PKCE (OAuth)
PKCE (Proof Key for Code Exchange) is an OAuth 2.0 extension that protects public clients from authorization-code interception attacks.
In plain English
PKCE — pronounced "pixy" — is an add-on to OAuth 2.0 for clients that cannot safely hold a secret. Before the auth request, the client generates a random "code verifier" and its hash, the "code challenge." It sends the challenge with the initial request. When it redeems the authorization code for tokens, it must supply the original verifier. Only the legitimate client has it, so an attacker who intercepts the code cannot trade it for tokens.

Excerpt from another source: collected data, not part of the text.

PR #918, opened 2026-08-24
Fix typo loose to lose

systemoflevers:
Fix common typo of loose instead of lose.


bbbbbr:
Thanks!

While you're at it, I see another typo in the area your correction covers. Could you also delete the word `remove` in this?
> `you could remove adjust your tileset`

systemoflevers:
np, done

PR #921, opened 2026-09-19
Fix bug with non-clean build introduced by PR#905

michel-iwaniec:


bbbbbr:
Fix looks good, merging

PR #309, opened 2023-01-30
DLPX-84437 Print panicked thread of crash dump on SDB

sdimitro:
= Motivation

The `stacks` command can be overwhelming for newcomers that need to
figure out which thread caused the debugging target to panic. An
alternative would be `dmesg`, but that command also has a lot of
extraneous output.

= This Patch

Creates a new SDB command that yields the panicked thread to subsequent
commands or just pretty-prints it in the style of the `stacks` command.

= Example Output

```
sdb> crashed_thread
0xffff8f15d7333d00 RUNNING               1
	      __crash_kexec+0x9d
	      __crash_kexec+0x9d
	      panic+0x11d
	      0xffffffff9020b375+0x0
	      __handle_sysrq.cold+0x48
	      write_sysrq_trigger+0x28
	      proc_reg_write+0x43
	      __vfs_write+0x1b
	      vfs_write+0xb9
	      vfs_write+0xb9
	      ksys_write+0x67
	      __x64_sys_write+0x1a
	      __x64_sys_write+0x1a
	      __x64_sys_write+0x1a
	      do_syscall_64+0x57
	      entry_SYSCALL_64+0x94
```

Error case A: Live-Target:
```
$ sudo sdb
sdb> crashed_thread
sdb: crashed_thread: command only works for core/crash dumps
```

Error case B: Pretty-print bogus thread/value:
```
sdb> stacks | head 1 | crashed_thread
sdb: crashed_thread: can only pretty print the crashed thread
sdb> echo 0x0 | crashed_thread
sdb: crashed_thread: can only pretty print the crashed thread
```

### DIFF
--- a/sdb/commands/stacks.py
+++ b/sdb/commands/stacks.py
@@ -400,3 +400,54 @@ class Stacks(sdb.Locator, sdb.PrettyPrinter):
     def no_input(self) -> Iterable[drgn.Object]:
         self.validate_context()
         yield from filter(self.match_stack, for_each_task(sdb.get_prog()))
+
+
+class CrashedThread(sdb.Locator, sdb.PrettyPrinter):
+    """
+    Print the crashed thread. Only works for crash dumps and core dumps.
+
+    EXAMPLES
+        sdb> crashed_thread
+        TASK_STRUCT        STATE             COUNT
+        ==========================================
+        0xffff8f15d7333d00 RUNNING               1
+                          __crash_kexec+0x9d
+                          __crash_kexec+0x9d
+                          panic+0x11d
+                          0xffffffff9020b375+0x0
+                          __handle_sysrq.cold+0x48
+                          write_sysrq_trigger+0x28
+                          proc_reg_write+0x43
+                          __vfs_write+0x1b
+                          vfs_write+0xb9
+                          vfs_write+0xb9
+                          ksys_write+0x67
+                          __x64_sys_write+0x1a
+                          __x64_sys_write+0x1a
+                          __x64_sys_write+0x1a
+                          do_syscall_64+0x57
+                          entry_SYSCALL_64+0x94
+    """
+
+    names = ["crashed_thread", "panic_stack", "panic_thread"]
+    input_type = "struct task_struct *"
+    output_type = "struct task_struct *"
+
+    def validate_context(self) -> None:
+        if sdb.get_target_flags() & drgn.ProgramFlags.IS_LIVE:
+            raise sdb.CommandError(self.name,
+                                   "command only works for core/crash dumps")
+
+    def pretty_print(self, objs: Iterable[drgn.Object]) -> None:
+        self.validate_context()
+        thread_obj = sdb.get_prog().crashed_thread().object
+        stacks_obj = Stacks()
+        for obj in objs:
+            if obj.value_() != thread_obj.value_():
+                raise sdb.CommandError(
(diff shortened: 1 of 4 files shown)


mmaybee (approved):
Nice. Is there any precedent for the command name? `crashed_thread` is OK, but seems slightly awkward to me... how about `panic_stack` or `panic_thread`?

sdimitro:
@mmaybee both sound good, I can add them as command aliases

sdb/commands/stacks.py
```diff
@@ -400,3 +400,54 @@ def pretty_print(self, objs: Iterable[drgn.Object]) -> None:
...
+                          ksys_write+0x67
+                          __x64_sys_write+0x1a
+                          __x64_sys_write+0x1a
+                          __x64_sys_write+0x1a
+                          do_syscall_64+0x57
+                          entry_SYSCALL_64+0x94
+    """
+
+    names = ["crashed_thread", "panic_stack", "panic_thread"]
+    input_type = "struct task_struct *"
```
ahrens, line 433: It looks like we don't really intend to pipe things to this command.  Could we instead say that it doesn't take any input, and then have the no_input() method do the printing, if the output is not a pipe?  (not sure if that would actually be cleaner with the current infrastructure)

Alternatively, would it make sense to decompose this into 2 commands:  one that prints the stack trace given a `task_struct*`, and one that outputs the current (crashed) `task_struct*`?  e.g. `sdb> current_task | task_backtrace`.  Although maybe that's too wordy for a common command, gdb has `bt`

ahrens (approved):

sdb/commands/stacks.py
sdimitro: I did consider your first suggestion where we basically make that command a subclass of `Locator` but not `PrettyPrinter` and check `self.islast` to either print or yield the object.

The main pro is that we don't need to write the extra code that I have now for the pretty printer.
The main con is that conceptually `no_input()` functions of `Locators` generally just yield Objects and don't print anything - we could actually workaround that by making the function a standard `Command` instead of a `Locator`.

Personally I thought that making this both a Locator and a PrettyPrinter may be nice for two reasons:
* If its at the end of a pipeline it can be used as an ad-hoc predicate - "is this a thread the crashed thread?" (e.g. `echo <some zio addr> | member io_waiter | crashed_thread)
* The command is to be used by itself or at the beginning of the pipeline it works fine, but if it is in the middle or the end of a pipeline it will give an error if you give it anything other than the crashed thread. If we were to make it a `Locator/Command` this behavior would change to dropping everything listed before in the pipeline. This is probably not a big deal and a scenario that would almost never happen but it did feel awkward to me. Admittedly there are other commands like that (e.g. `spa | exit` or `spa | history`) - but they just seem more related to the sdb session and not specific to the target we analyze.

----

Decomposing the command to two might make sense but it doesn't necessarily deal with the above point of what happens when we insert this in the middle of an existing pipeline. I also want to avoid the name `current_task` for now because I don't think we've decided if SDB should have a task-aware context in the future or ever at all. Still `crashed_thread`/`panic_stack`  could just be Locators but as you said the result may be too wordy. A way around this could be that we created a 3rd command called `bt` that always executes `crashed_thread | stacks` under the covers.

Thoughts?

ahrens: That makes sense.  I think it would be fine to keep it as-is and we can revisit later, depending on our experience using it.

PR #312, opened 2023-02-10
Update btree walker to be aware of btree optimizations

pcd1193182:
[//]: # (This PR template outlines different sections that you can fill so reviewers have an easier time understanding your review.)
[//]: # (Using this template is strongly encouraged but not a hard requirement for getting your PR merged.)
[//]: # (Using this template in your commit description is also encouraged.)

= Problem
ZFS's btrees were recently optimized to improve performance. One of the changes modified the in memory structure by adding a first-element offset for leaf nodes, allowing a reduction in memmove calls and sizes.

= Solution
Update the btree walker to be aware of this new behavior

### DIFF
--- a/sdb/commands/zfs/btree.py
+++ b/sdb/commands/zfs/btree.py
@@ -88,7 +88,7 @@ class Btree(sdb.Walker):
             # generate each object in the leaf elements
             leaf = drgn.cast('struct zfs_btree_leaf *', node)
             for i in range(count):
-                yield self._val(leaf.btl_elems, i)
+                yield self._val(leaf.btl_elems, i + node.bth_first)
 
     def walk(self, obj: drgn.Object) -> Iterable[drgn.Object]:
         self.elem_size = obj.bt_elem_size


ahrens (approved):

sdb/commands/zfs/btree.py
```diff
@@ -88,7 +88,7 @@ def _helper(self, node: drgn.Object) -> Iterable[drgn.Object]:
             # generate each object in the leaf elements
             leaf = drgn.cast('struct zfs_btree_leaf *', node)
             for i in range(count):
-                yield self._val(leaf.btl_elems, i)
+                yield self._val(leaf.btl_elems, i + node.bth_first)
```
sdimitro, line 91: This is breaking old kernels can we maybe do something like this:
```
        try:
+          bth_first = node.bth_first
            recurse = int(bth_first) == -1
        except AttributeError:
            bth_first = 0
            recurse = node.bth_core
        count = node.bth_count
        if recurse:
            # alterate recursive descent on the children and generating core objects
            core = drgn.cast('struct zfs_btree_core *', node)
            for i in range(count):
                yield from self._helper(core.btc_children[i])
                yield self._val(core.btc_elems, i)
            # descend the final, far-right child node
            yield from self._helper(core.btc_children[count])
        else:
            # generate each object in the leaf elements
            leaf = drgn.cast('struct zfs_btree_leaf *', node)
            for i in range(count):
-                yield self._val(leaf.btl_elems, i)
+                yield self._val(leaf.btl_elems, i + bth_first)
```

sdimitro (changes requested):
This is an omission on my end when I first tried to fix this, so good catch and thanks for opening a PR!

The code itself looks good with new kernels but its breaking testing and github actions of the older ones.  I gave a suggestion on how to fix it.

PR #319, opened 2023-03-15
Add module system to prevent commands from being loaded when they aren't useful

### LINKED ISSUE #303: Need Command Module System
## Motivation

sdb can be used for userland core dumps but most current commands assume that we are in the kernel. E.g. `stacks` blows up in userland core dumps and other commands like `slabs` make no sense.

## What we need

SDB should detect:
* Whether its ran against a kernel crash dump or a userland core dump and load the appropriate SDB commands (e.g. userland `stacks` vs kernel `stacks`).
* If kernel crash dump - which kernel modules are loaded and load the appropriate SDB commands (e.g. zfs, nfs, etc..)
* If kernel crash dump - which config  parameters are set and load the appropriate SDB commands (e.g slab vs slub)
* If userland core - what's the main executable? (e.g. load zfs commands if ztest)
* If userland core - which libraries are loaded? (e.g. load zfs commands for libzpool)

pcd1193182:
= Problem
See #303 

= Solution
See #303. Specifically, the load_on field is added to every command, which allows a command to specify a list of runtimes in which it should be loaded. Until drgn supports providing a list of loaded modules and libraries, we choose to load all module-specific commands whenever we're in the kernel, and all library-specific ones whenever we're in userland. There are also a couple of small changes to prevent errors from being thrown when we try to interact with types that aren't loaded because their library/module isn't present.

= Testing
Ran against a running kernel and userland core files, verified that appropriate commands appeared in each and behaved as expected.

Closes #303

### DIFF
--- a/sdb/commands/spl/avl.py
+++ b/sdb/commands/spl/avl.py
@@ -27,7 +27,7 @@ class Avl(sdb.Walker):
 
     names = ["avl"]
     input_type = "avl_tree_t *"
-    load_on = [sdb.Module("zfs")]
+    load_on = [sdb.Module("spl")]
 
     def _helper(self, node: drgn.Object, offset: int) -> Iterable[drgn.Object]:
         if sdb.is_null(node):
--- a/sdb/commands/spl/avl.py
+++ b/sdb/commands/spl/avl.py
@@ -27,6 +27,7 @@ class Avl(sdb.Walker):
 
     names = ["avl"]
     input_type = "avl_tree_t *"
+    load_on = [sdb.Module("zfs")]
 
     def _helper(self, node: drgn.Object, offset: int) -> Iterable[drgn.Object]:
         if sdb.is_null(node):
--- a/sdb/internal/cli.py
+++ b/sdb/internal/cli.py
@@ -214,6 +214,8 @@ def main() -> None:
     except PermissionError as err:
         print("sdb: " + str(err))
         return
+    sdb.target.set_prog(prog)
+    sdb.register_commands()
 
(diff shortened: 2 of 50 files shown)


sdb/commands/spl/avl.py
```diff
@@ -27,6 +27,7 @@ class Avl(sdb.Walker):
 
     names = ["avl"]
     input_type = "avl_tree_t *"
+    load_on = [sdb.Module("zfs")]
```
sdimitro: strictly speaking all of the commands within the `spl` repo are part of the `spl` module, bug given that the `spl` module is not really used for anything else, and the `zfs` module cannot really work without `zfs` I'm fine with this left as-is

sdb/target.py
```diff
@@ -116,7 +116,11 @@ def type_canonicalize_name(type_name: str) -> str:
     """
     Return the "canonical name" of this type name.  See type_canonicalize().
     """
-    return type_canonical_name(prog.type(type_name))
+    # This is a workaround while we don't have module/library lookup in drgn.
```
sdimitro, line 120: Can you create an issue about this in GIthub and link it here?

sdb/internal/cli.py
```diff
@@ -214,6 +214,8 @@ def main() -> None:
     except PermissionError as err:
         print("sdb: " + str(err))
         return
+    sdb.target.set_prog(prog)
+    sdb.register_commands()
```
sdimitro, line 218: I'm a big fan of this!

sdimitro (approved):
LGTM!

prakashsurya (approved):

PR #281, opened 2021-08-24
Add blkptr command to sdb

PaulZ-98:
= Problem

sdb does not interpret the bitfields within ZFS block pointers in order to generate a proper display

= Solution

Implement the blkptr command in sdb.  It might have been possible to include some of the ZFS C code into python for this.  However it seemed the most straightforward to just port the functionality into python.

[//]: # (= Notes To Reviewers)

PKCE is now considered best practice for every OAuth client, not just public ones. Web apps, SPAs, native apps, desktop apps, CLIs — all benefit from it. Modern identity providers require it on new configurations. Any OAuth integration you ship in 2026 should use PKCE by default.
Why it matters for Black Box
Black Box's OAuth flows use PKCE for every connection the owner authorizes — Google, GitHub, Slack, and others. When the desktop variant of the product shipped, the loopback redirect flow relied on PKCE as its primary defense against code interception.
Examples
- A CLI tool generating a verifier, opening the browser, and redeeming the code with the verifier.
- A SPA sending a code challenge on the initial redirect and the verifier on the token exchange.
- A desktop app using loopback + PKCE to avoid a custom URL scheme.